Most of us have probably heard the phrase "You should be ashamed of yourself!" someday. But what does it mean to be ashamed? How can you tell if you're feeling shame and where it's coming from? Can you feel too much or too little shame? How is it different from guilt? Can you overcome feelings of shame? These are all very good questions, but they are not easy to answer because the experience of shame is so complicated.

At a basic level, shame is the underlying, pervasive belief that someone is somehow flawed or unacceptable. Exactly how a person believes they are unacceptable can be very unique. It could be that they think they are "too much" in some way: too talkative, too shy, unattractive, or too emotional. It could be that they think they're "not enough" in some way: they're not smart enough, not funny enough, not skinny enough, or not nice enough. Typically, if a person is struggling with excess shame, they believe they are flawed in many ways. They feel unworthy, unpleasant or "bad".

People who feel ashamed want to hide from others or keep the things they are ashamed of secret. The anxiety they feel is related to the fear of being found out or exposed. Sometimes a physical sensation such as flushing may arise as a result of the belief that they have been "seen" and are being judged.

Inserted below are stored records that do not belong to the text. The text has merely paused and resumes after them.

PR #111, opened 2020-12-22
Alignment Indicators

dmadison:
Adds alignment indicators to the enclosure to aid in assembly: a triangle on the left side, a circle on the right side, and an 'up' arrow on the front face. The goal is to provide an easy visual cue for how the enclosure pieces fit together - particularly the front piece, which is slightly asymmetric. I opted not to add indicators to the top and bottom pieces because they seemed a little redundant.

The triangle and arrow geometry were added through modules included in a new `shapes.scad` file. This also includes the rounded rectangle module that was submitted separately as a part of PR #109 (Zip Ties).

I also cleaned up the other etched features in the design and removed the 3D difference feature for the etched spool indicators which struck me as excessive. All etched features now go through a single helper function to set the positional offset, height, and color.

#### Ponoko Quotes (3.0 mm MDF, 2020-12-21):

| Branch                 | Variant                          | Commit  | Price  |
|------------------------|----------------------------------|---------|--------|
| `master`               |                                  | 0f6d8b7 | $20.29 |
| `alignment-indicators` | one-ended (submitted)    | 71fcfb8 | $20.85 |
| `alignment-indicators` | two-ended                         | 9e60870 | $24.80 |
| `alignment-indicators` | two-ended , line-etched, no label | 9e60870    | $21.55 |

This submitted version only has the one-ended indicators, which add $0.56 USD to the cost of each enclosure or an increase of 2.7%. In my opinion the symmetry of the two-ended indicators looks much better but is not worth the cost increase.

I'm suspecting the large jump in price comes down to how the laser-etching process works. When I used to operate a laser the software would rasterize the design and then run the head back and forth horizontally at a steady pace over all areas with etched items, firing the laser itself only over etched areas. Because the pair of alignment indicators are lined up horizontally the laser is likely performing a continuous slow travel move over the height of the front panel, which would increase the time to cut the design and explain the jump in cost.

For good measure I also tested the two-ended version without the text label and with line-etching instead of area etching, which would presumably reduce the travel time costs but increase the cost of etching itself. Even so, it would still be cheaper to keep the label and use area engraving with one-ended indicators - which is what is submitted.

#### Photos:

sf-alignment-ind-normal

sf-alignment-ind-right

sf-alignment-ind-left

sf-alignment-ind-flat

### DIFF
--- a/3d/shapes.scad
+++ b/3d/shapes.scad
@@ -39,11 +39,8 @@ module rounded_square(size, center=false, r=0.0, $fn=$fn) {
 }
 
 module triangle(size, center=false) {
-    function tri_height(a, c) = sqrt(c*c - a*a);  // pythagoras
-
     width  = size[0] == undef ? size : size[0];  // unpack vector if present
-    height = size[1] == undef ? tri_height(width/2, width) : size[1];  // calculate height with trig if only width provided
-    angle = atan(height/(width/2));  // angle in left corner, degrees
+    height = size[1] == undef ? size : size[1];
 
     pts = [
         [      0,      0],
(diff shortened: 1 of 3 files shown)


scottbez1 (approved):
Amazing! Love the price analysis you did on this - I'm glad you checked 2-sided vs 1-sided because that's a pretty drastic increase in price for what is a small design change!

Shame is a necessary human emotion that helps us develop a moral compass, but it can become destructive in our lives. This can lead us to believe that we have to be perfect or else we are no good. It can lead us to distance ourselves from others. This can lead us to become defensive and distant. This can lead us to feel depressed and anxious. This can lead us to be overly responsible and seek excessive approval. It is often the underlying experience of addiction, infidelity, perfectionism, eating disorders, overconfidence in relationships, and so many other problematic behaviors.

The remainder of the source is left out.